**TASK INSTRUCTIONS**
The answer must be an exact restatement of all the data.

+ + +

PR #804, opened 2022-06-10
Fix visibility checks when generating proxies based on internal interfaces

### LINKED ISSUE #789: ServiceJsonRpcDescriptor.JsonRpcConnection.ConstructRpcClient<T> fails to create an instance
When called with an interface that implements another interface like so `TypeLoadException` is thrown.

Assembly1:
```C#
internal class C
{
  internal interface ICallback : I
  {
  }
}
```

Assembly2:
```C#
[assembly: InternalsVisibleTo("Assembly1")]

internal interface I
{
   ValueTask<E> Get(D d, CancellationToken token);
}

internal class D
{
}

internal class E
{
}
```

```
Feature 'Convert tuple to struct refactoring' is currently unavailable due to an internal error. System.Reflection.TargetInvocationException: Exception has been thrown by the target of an invocation. ---> System.TypeLoadException: Access is denied: 'D'.
       at System.Reflection.Emit.TypeBuilder.TermCreateClass(RuntimeModule module, Int32 tk, ObjectHandleOnStack type)
       at System.Reflection.Emit.TypeBuilder.CreateTypeNoLock()
       at System.Reflection.Emit.TypeBuilder.CreateTypeInfo()
       at StreamJsonRpc.ProxyGeneration.CreateParameterObjectType(ModuleBuilder moduleBuilder, ParameterInfo[] parameters)
       at StreamJsonRpc.ProxyGeneration.Get(TypeInfo serviceInterface)
       at StreamJsonRpc.JsonRpc.Attach[T](JsonRpcProxyOptions options)
       at Microsoft.ServiceHub.Framework.ServiceJsonRpcDescriptor.JsonRpcConnection.ConstructRpcClient[T]()
--- End of inner exception stack trace ---
       at System.RuntimeMethodHandle.InvokeMethod(Object target, Object[] arguments, Signature sig, Boolean constructor)
       at System.Reflection.RuntimeMethodInfo.UnsafeInvokeInternal(Object obj, Object[] parameters, Object[] arguments)
       at System.Reflection.RuntimeMethodInfo.Invoke(Object obj, BindingFlags invokeAttr, Binder binder, Object[] parameters, CultureInfo culture)
       at Microsoft.ServiceHub.Framework.ServiceRpcDescriptor.RpcConnection.ConstructRpcClient(Type interfaceType)
```

AArnott:
.NET Reflection doesn't report members as part of a derived interface. One must ask each interface up the type hierarchy for its members. In #789, an internal interface was defined in the local assembly and declared no members, so we thought no skip visibility attribute was necessary. Once we add the type hierarchy traversal, the additional assembly is discovered and the skip visibility attribute added, allowing the new test to pass.

Fixes #789

### DIFF
--- a/src/StreamJsonRpc/SkipClrVisibilityChecks.cs
+++ b/src/StreamJsonRpc/SkipClrVisibilityChecks.cs
@@ -87,12 +87,15 @@ namespace StreamJsonRpc
             CheckForNonPublicTypes(typeInfo, assembliesDeclaringInternalTypes, visitedTypes);
 
             // Enumerate members on the interface that we're going to need to implement.
-            foreach (MethodInfo methodInfo in typeInfo.GetMethods(BindingFlags.Public | BindingFlags.NonPublic | BindingFlags.Instance | BindingFlags.FlattenHierarchy))
+            foreach (TypeInfo iteratedTypeInfo in ThisAndBaseTypes(typeInfo))
             {
-                CheckForNonPublicTypes(methodInfo.ReturnType.GetTypeInfo(), assembliesDeclaringInternalTypes, visitedTypes);
-                foreach (ParameterInfo parameter in methodInfo.GetParameters())
+                foreach (MethodInfo methodInfo in iteratedTypeInfo.GetMethods(BindingFlags.Public | BindingFlags.NonPublic | BindingFlags.Instance))
                 {
-                    CheckForNonPublicTypes(parameter.ParameterType.GetTypeInfo(), assembliesDeclaringInternalTypes, visitedTypes);
+                    CheckForNonPublicTypes(methodInfo.ReturnType.GetTypeInfo(), assembliesDeclaringInternalTypes, visitedTypes);
+                    foreach (ParameterInfo parameter in methodInfo.GetParameters())
+                    {
+                        CheckForNonPublicTypes(parameter.ParameterType.GetTypeInfo(), assembliesDeclaringInternalTypes, visitedTypes);
+                    }
                 }
             }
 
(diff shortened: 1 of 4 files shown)


test/StreamJsonRpc.Tests/JsonRpcProxyGenerationTests.cs
```diff
@@ -137,14 +134,27 @@ public interface IServerWithGenericMethod
...
+
+    internal interface IRemoteService
+    {
+        internal interface ICallback : ExAssembly.IInternalGenericInterface<ExAssembly.SomeOtherInternalType?>
+        {
+        }
+    }
+
+    [Fact]
+    public void Tomas_Internal()
```
BertanAygun, line 155: Is it possible to update the test name to describe the scenario better?

src/StreamJsonRpc/SkipClrVisibilityChecks.cs
```diff
@@ -131,6 +134,25 @@ internal void SkipVisibilityChecksFor(AssemblyName assemblyName)
...
+                foreach (Type iface in startingPoint.GetInterfaces())
+                {
+                    yield return iface.GetTypeInfo();
+                }
+            }
+            else
+            {
+                for (TypeInfo? t = startingPoint.GetTypeInfo(); t is not null && t != typeof(object).GetTypeInfo(); t = t.BaseType?.GetTypeInfo())
+                {
+                    yield return t;
```
BertanAygun, line 151: Do we have to recurse into interfaces implemented by these base types or do we only care about the interfaces declared directly by the original starting point?

BertanAygun (approved):

src/StreamJsonRpc/SkipClrVisibilityChecks.cs
AArnott: You know, I copied this code from another place in the library without thinking. This code will never be hit because proxies are always based on *interfaces*, not classes. I'll delete.

test/StreamJsonRpc.Tests/JsonRpcProxyGenerationTests.cs
tmat: Isn't my name self-explanatory? ;)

+ + +

**SOLUTION**
PR #804, opened 2022-06-10
Fix visibility checks when generating proxies based on internal interfaces

### LINKED ISSUE #789: ServiceJsonRpcDescriptor.JsonRpcConnection.ConstructRpcClient<T> fails to create an instance
When called with an interface that implements another interface like so `TypeLoadException` is thrown.

Assembly1:
```C#
internal class C
{
  internal interface ICallback : I
  {
  }
}
```

Assembly2:
```C#
[assembly: InternalsVisibleTo("Assembly1")]

internal interface I
{
   ValueTask<E> Get(D d, CancellationToken token);
}

internal class D
{
}

internal class E
{
}
```

```
Feature 'Convert tuple to struct refactoring' is currently unavailable due to an internal error. System.Reflection.TargetInvocationException: Exception has been thrown by the target of an invocation. ---> System.TypeLoadException: Access is denied: 'D'.
       at System.Reflection.Emit.TypeBuilder.TermCreateClass(RuntimeModule module, Int32 tk, ObjectHandleOnStack type)
       at System.Reflection.Emit.TypeBuilder.CreateTypeNoLock()
       at System.Reflection.Emit.TypeBuilder.CreateTypeInfo()
       at StreamJsonRpc.ProxyGeneration.CreateParameterObjectType(ModuleBuilder moduleBuilder, ParameterInfo[] parameters)
       at StreamJsonRpc.ProxyGeneration.Get(TypeInfo serviceInterface)
       at StreamJsonRpc.JsonRpc.Attach[T](JsonRpcProxyOptions options)
       at Microsoft.ServiceHub.Framework.ServiceJsonRpcDescriptor.JsonRpcConnection.ConstructRpcClient[T]()
--- End of inner exception stack trace ---
       at System.RuntimeMethodHandle.InvokeMethod(Object target, Object[] arguments, Signature sig, Boolean constructor)
       at System.Reflection.RuntimeMethodInfo.UnsafeInvokeInternal(Object obj, Object[] parameters, Object[] arguments)
       at System.Reflection.RuntimeMethodInfo.Invoke(Object obj, BindingFlags invokeAttr, Binder binder, Object[] parameters, CultureInfo culture)
       at Microsoft.ServiceHub.Framework.ServiceRpcDescriptor.RpcConnection.ConstructRpcClient(Type interfaceType)
```

AArnott:
.NET Reflection doesn't report members as part of a derived interface. One must ask each interface up the type hierarchy for its members. In #789, an internal interface was defined in the local assembly and declared no members, so we thought no skip visibility attribute was necessary. Once we add the type hierarchy traversal, the additional assembly is discovered and the skip visibility attribute added, allowing the new test to pass.

Fixes #789

### DIFF
--- a/src/StreamJsonRpc/SkipClrVisibilityChecks.cs
+++ b/src/StreamJsonRpc/SkipClrVisibilityChecks.cs
@@ -87,12 +87,15 @@ namespace StreamJsonRpc
             CheckForNonPublicTypes(typeInfo, assembliesDeclaringInternalTypes, visitedTypes);
 
             // Enumerate members on the interface that we're going to need to implement.
-            foreach (MethodInfo methodInfo in typeInfo.GetMethods(BindingFlags.Public | BindingFlags.NonPublic | BindingFlags.Instance | BindingFlags.FlattenHierarchy))
+            foreach (TypeInfo iteratedTypeInfo in ThisAndBaseTypes(typeInfo))
             {
-                CheckForNonPublicTypes(methodInfo.ReturnType.GetTypeInfo(), assembliesDeclaringInternalTypes, visitedTypes);
-                foreach (ParameterInfo parameter in methodInfo.GetParameters())
+                foreach (MethodInfo methodInfo in iteratedTypeInfo.GetMethods(BindingFlags.Public | BindingFlags.NonPublic | BindingFlags.Instance))
                 {
-                    CheckForNonPublicTypes(parameter.ParameterType.GetTypeInfo(), assembliesDeclaringInternalTypes, visitedTypes);
+                    CheckForNonPublicTypes(methodInfo.ReturnType.GetTypeInfo(), assembliesDeclaringInternalTypes, visitedTypes);
+                    foreach (ParameterInfo parameter in methodInfo.GetParameters())
+                    {
+                        CheckForNonPublicTypes(parameter.ParameterType.GetTypeInfo(), assembliesDeclaringInternalTypes, visitedTypes);
+                    }
                 }
             }
 
(diff shortened: 1 of 4 files shown)


test/StreamJsonRpc.Tests/JsonRpcProxyGenerationTests.cs
```diff
@@ -137,14 +134,27 @@ public interface IServerWithGenericMethod
...
+
+    internal interface IRemoteService
+    {
+        internal interface ICallback : ExAssembly.IInternalGenericInterface<ExAssembly.SomeOtherInternalType?>
+        {
+        }
+    }
+
+    [Fact]
+    public void Tomas_Internal()
```
BertanAygun, line 155: Is it possible to update the test name to describe the scenario better?

src/StreamJsonRpc/SkipClrVisibilityChecks.cs
```diff
@@ -131,6 +134,25 @@ internal void SkipVisibilityChecksFor(AssemblyName assemblyName)
...
+                foreach (Type iface in startingPoint.GetInterfaces())
+                {
+                    yield return iface.GetTypeInfo();
+                }
+            }
+            else
+            {
+                for (TypeInfo? t = startingPoint.GetTypeInfo(); t is not null && t != typeof(object).GetTypeInfo(); t = t.BaseType?.GetTypeInfo())
+                {
+                    yield return t;
```
BertanAygun, line 151: Do we have to recurse into interfaces implemented by these base types or do we only care about the interfaces declared directly by the original starting point?

BertanAygun (approved):

src/StreamJsonRpc/SkipClrVisibilityChecks.cs
AArnott: You know, I copied this code from another place in the library without thinking. This code will never be hit because proxies are always based on *interfaces*, not classes. I'll delete.

test/StreamJsonRpc.Tests/JsonRpcProxyGenerationTests.cs
tmat: Isn't my name self-explanatory? ;)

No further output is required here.